Required action: Once the line containing "Closing as this" is found in the entries below, restate it and each following line word for word, stopping after the line containing "PR #11662, opened 2025-09-13".
^^^^
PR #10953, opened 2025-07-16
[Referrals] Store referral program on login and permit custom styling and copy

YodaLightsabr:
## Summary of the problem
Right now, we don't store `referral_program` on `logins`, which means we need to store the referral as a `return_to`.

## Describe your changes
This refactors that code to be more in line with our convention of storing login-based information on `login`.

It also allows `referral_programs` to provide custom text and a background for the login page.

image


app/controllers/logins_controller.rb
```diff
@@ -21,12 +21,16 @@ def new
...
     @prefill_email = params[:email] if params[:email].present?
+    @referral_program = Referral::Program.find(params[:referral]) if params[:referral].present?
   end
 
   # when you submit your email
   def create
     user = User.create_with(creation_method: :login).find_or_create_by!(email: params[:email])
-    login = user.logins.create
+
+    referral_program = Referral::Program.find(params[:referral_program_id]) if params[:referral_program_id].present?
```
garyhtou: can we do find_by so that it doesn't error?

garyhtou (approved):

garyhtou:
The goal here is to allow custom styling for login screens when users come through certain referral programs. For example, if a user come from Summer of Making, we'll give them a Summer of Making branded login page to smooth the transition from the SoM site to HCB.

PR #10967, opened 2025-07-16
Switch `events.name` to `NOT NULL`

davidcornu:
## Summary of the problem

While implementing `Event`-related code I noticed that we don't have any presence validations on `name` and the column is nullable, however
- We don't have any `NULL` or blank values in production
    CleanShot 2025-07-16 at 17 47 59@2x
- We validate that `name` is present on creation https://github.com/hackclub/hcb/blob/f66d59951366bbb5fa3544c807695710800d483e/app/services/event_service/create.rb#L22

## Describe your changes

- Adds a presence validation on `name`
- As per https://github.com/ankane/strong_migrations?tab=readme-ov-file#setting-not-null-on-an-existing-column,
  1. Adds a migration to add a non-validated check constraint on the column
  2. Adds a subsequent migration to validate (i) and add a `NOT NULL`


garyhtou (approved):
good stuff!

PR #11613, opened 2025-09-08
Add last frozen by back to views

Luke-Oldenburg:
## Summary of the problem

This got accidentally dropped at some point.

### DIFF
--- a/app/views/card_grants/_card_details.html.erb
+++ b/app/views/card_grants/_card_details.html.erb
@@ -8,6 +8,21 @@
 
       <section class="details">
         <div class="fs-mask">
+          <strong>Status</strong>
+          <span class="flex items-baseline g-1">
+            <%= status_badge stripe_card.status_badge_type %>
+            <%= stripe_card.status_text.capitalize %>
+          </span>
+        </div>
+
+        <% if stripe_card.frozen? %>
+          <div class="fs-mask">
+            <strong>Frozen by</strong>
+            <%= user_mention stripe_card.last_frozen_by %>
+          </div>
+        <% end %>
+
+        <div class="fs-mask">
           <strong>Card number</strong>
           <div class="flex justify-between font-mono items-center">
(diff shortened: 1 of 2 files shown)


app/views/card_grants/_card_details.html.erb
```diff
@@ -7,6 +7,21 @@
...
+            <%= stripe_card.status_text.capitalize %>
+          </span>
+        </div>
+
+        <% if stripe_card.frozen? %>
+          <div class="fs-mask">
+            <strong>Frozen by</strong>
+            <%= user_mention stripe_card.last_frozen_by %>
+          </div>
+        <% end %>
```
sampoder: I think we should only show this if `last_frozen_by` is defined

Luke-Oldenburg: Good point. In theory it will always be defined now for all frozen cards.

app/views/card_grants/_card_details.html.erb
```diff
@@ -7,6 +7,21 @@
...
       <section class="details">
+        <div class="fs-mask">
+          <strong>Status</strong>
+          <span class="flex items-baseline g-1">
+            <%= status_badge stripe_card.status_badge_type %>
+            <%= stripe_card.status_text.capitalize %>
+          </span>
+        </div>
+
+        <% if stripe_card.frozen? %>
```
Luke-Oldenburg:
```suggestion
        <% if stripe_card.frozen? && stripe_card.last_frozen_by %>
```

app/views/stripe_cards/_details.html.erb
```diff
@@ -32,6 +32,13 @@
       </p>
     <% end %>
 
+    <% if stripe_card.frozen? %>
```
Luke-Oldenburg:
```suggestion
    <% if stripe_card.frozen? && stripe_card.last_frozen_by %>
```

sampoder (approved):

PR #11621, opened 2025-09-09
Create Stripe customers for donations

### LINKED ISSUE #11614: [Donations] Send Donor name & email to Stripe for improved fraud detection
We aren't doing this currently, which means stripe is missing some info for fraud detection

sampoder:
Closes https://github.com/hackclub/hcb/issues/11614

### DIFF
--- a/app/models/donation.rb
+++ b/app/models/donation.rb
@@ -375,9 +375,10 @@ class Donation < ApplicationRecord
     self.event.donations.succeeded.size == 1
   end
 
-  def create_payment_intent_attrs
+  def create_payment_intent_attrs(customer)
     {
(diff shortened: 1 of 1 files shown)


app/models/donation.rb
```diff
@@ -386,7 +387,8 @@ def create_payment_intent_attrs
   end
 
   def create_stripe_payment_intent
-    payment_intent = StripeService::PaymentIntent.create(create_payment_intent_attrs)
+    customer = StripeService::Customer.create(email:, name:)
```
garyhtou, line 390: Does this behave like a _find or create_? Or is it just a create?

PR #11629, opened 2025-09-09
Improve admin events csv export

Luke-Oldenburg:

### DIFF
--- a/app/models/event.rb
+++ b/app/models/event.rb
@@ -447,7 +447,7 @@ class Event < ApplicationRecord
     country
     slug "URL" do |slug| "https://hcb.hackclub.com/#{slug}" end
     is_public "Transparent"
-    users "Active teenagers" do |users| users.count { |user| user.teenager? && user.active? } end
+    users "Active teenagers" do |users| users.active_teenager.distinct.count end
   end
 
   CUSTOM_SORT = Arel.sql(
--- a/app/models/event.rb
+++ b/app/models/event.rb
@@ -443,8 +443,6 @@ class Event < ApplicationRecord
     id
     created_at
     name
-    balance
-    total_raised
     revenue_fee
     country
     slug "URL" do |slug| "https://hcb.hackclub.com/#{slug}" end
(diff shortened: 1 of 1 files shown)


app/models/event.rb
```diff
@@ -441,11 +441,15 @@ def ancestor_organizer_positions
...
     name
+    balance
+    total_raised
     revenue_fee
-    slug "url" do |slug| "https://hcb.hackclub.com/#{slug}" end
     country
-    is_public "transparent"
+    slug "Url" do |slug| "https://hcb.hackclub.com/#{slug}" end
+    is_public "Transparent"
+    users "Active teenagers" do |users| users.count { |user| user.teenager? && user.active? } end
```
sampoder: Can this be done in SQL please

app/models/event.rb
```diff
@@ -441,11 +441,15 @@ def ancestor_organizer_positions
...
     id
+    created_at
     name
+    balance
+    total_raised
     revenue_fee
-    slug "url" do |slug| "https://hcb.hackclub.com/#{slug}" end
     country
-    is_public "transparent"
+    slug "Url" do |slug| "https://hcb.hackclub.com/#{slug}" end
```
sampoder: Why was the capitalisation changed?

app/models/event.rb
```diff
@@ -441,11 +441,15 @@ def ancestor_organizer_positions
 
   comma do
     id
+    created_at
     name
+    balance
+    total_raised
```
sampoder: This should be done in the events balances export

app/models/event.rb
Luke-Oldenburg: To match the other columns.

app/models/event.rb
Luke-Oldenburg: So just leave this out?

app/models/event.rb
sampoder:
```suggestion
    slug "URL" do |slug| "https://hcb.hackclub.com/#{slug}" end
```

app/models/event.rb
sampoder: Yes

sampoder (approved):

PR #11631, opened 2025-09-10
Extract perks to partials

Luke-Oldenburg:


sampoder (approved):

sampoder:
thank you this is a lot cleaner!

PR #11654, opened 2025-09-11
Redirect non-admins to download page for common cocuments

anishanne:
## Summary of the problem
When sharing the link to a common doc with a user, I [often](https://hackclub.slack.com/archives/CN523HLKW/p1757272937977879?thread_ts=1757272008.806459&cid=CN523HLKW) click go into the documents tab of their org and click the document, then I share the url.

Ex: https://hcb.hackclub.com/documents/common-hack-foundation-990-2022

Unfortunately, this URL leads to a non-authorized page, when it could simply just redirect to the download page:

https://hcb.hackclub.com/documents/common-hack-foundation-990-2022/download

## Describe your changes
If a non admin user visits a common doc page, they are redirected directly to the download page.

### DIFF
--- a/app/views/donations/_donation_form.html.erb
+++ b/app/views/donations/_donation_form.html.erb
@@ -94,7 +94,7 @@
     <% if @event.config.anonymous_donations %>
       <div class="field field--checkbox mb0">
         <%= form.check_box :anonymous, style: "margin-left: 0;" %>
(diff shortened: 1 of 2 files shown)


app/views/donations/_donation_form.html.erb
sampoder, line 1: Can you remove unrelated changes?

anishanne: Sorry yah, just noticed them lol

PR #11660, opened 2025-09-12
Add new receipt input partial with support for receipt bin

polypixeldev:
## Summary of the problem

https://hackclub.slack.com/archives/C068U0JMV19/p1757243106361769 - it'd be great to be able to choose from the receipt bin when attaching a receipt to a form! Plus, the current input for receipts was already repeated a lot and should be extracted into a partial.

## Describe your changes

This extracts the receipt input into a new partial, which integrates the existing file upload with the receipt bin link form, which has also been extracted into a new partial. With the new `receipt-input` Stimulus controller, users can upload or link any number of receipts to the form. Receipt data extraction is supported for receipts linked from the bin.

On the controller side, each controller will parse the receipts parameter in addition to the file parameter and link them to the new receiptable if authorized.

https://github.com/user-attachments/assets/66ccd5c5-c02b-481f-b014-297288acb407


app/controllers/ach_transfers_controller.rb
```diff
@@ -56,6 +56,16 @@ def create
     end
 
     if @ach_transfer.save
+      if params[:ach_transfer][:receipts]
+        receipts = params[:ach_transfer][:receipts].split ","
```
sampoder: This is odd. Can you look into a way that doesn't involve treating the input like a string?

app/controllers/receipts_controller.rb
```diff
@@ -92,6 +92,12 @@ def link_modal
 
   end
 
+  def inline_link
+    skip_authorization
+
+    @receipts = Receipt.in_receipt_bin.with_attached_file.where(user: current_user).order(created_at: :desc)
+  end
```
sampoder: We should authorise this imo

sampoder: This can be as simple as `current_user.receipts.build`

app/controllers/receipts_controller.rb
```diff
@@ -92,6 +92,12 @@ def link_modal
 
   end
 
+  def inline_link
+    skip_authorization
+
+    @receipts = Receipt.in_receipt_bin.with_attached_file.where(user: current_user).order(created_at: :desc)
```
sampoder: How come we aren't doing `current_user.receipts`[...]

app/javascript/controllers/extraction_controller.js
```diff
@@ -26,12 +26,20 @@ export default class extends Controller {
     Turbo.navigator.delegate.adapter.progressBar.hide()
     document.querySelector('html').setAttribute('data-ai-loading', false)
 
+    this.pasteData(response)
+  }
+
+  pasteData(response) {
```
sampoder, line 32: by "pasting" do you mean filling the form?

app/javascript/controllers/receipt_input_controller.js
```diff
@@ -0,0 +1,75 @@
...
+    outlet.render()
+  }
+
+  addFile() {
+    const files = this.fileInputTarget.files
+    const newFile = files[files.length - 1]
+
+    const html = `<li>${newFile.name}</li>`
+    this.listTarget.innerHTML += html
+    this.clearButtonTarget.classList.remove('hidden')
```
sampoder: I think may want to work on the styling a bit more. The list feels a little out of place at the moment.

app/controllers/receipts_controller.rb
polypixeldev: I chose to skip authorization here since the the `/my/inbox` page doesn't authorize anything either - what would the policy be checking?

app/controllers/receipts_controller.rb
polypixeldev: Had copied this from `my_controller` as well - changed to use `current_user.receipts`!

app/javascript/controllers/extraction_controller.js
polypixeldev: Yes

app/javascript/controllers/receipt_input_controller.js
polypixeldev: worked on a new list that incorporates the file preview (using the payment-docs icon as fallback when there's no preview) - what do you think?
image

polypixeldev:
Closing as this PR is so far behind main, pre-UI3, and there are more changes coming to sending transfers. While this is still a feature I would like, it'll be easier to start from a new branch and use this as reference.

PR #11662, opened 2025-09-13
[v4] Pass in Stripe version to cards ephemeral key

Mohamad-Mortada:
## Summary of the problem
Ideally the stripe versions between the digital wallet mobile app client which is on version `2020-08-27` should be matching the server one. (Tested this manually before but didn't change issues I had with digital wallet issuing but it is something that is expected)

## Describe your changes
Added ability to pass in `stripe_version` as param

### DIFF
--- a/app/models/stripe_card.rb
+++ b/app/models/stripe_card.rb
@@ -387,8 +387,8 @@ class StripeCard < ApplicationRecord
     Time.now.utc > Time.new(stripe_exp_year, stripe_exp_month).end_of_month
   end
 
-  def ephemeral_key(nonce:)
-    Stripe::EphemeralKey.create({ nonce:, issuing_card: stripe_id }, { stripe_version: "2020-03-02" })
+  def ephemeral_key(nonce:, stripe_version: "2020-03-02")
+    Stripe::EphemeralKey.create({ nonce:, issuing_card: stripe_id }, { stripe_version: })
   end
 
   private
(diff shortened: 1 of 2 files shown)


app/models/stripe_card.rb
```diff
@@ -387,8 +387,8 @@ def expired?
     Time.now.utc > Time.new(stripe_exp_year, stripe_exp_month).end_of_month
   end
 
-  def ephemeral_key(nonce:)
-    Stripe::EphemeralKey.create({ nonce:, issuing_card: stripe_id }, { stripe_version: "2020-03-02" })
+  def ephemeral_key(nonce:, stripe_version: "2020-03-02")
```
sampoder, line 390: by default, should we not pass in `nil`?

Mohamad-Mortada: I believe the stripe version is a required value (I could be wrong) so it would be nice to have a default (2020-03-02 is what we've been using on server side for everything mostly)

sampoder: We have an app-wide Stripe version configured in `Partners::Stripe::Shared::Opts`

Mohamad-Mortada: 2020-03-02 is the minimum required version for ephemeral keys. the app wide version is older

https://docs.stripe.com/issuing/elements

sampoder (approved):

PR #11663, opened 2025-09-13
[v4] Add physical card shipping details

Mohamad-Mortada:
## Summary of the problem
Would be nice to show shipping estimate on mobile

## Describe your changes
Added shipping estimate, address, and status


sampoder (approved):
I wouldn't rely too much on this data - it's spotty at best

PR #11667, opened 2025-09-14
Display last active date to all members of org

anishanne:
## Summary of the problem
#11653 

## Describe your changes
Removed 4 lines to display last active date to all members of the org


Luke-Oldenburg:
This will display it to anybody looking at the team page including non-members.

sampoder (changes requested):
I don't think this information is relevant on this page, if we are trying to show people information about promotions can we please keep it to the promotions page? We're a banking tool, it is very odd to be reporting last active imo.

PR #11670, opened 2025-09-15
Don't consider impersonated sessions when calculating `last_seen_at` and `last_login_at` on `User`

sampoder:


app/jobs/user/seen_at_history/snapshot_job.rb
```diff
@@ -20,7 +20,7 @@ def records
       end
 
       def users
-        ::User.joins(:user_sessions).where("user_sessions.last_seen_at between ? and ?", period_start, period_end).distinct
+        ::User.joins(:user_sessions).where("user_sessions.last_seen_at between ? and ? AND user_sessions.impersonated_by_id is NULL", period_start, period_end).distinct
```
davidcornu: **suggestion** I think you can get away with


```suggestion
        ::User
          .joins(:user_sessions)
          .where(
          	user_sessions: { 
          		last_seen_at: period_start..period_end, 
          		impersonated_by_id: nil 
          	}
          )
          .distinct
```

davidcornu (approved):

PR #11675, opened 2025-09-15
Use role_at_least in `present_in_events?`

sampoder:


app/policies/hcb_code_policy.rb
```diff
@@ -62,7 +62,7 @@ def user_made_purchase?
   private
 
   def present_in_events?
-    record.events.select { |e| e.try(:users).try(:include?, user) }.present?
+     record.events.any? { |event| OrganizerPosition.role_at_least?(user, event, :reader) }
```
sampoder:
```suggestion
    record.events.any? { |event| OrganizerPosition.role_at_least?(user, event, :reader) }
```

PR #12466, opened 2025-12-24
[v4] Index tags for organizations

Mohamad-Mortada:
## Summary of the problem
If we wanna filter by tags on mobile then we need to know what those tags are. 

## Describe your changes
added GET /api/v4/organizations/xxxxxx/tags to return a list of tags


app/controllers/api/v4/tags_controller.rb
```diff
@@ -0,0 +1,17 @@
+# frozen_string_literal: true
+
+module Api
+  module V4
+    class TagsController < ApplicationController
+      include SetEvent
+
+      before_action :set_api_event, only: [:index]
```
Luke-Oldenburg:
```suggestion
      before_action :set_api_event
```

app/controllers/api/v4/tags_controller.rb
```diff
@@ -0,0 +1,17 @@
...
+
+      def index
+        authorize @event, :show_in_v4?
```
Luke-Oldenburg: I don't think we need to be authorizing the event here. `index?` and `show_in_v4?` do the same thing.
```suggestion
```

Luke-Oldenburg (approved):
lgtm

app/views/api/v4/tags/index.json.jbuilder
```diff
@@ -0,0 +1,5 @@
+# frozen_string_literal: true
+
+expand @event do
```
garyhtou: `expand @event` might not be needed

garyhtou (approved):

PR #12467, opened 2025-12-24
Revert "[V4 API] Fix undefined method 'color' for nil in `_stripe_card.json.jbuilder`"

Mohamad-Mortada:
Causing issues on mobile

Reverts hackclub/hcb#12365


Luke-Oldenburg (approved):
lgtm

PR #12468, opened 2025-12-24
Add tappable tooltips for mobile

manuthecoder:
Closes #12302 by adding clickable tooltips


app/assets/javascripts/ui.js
^^^^
Solution:
Closing as this PR is so far behind main, pre-UI3, and there are more changes coming to sending transfers. While this is still a feature I would like, it'll be easier to start from a new branch and use this as reference.

PR #11662, opened 2025-09-13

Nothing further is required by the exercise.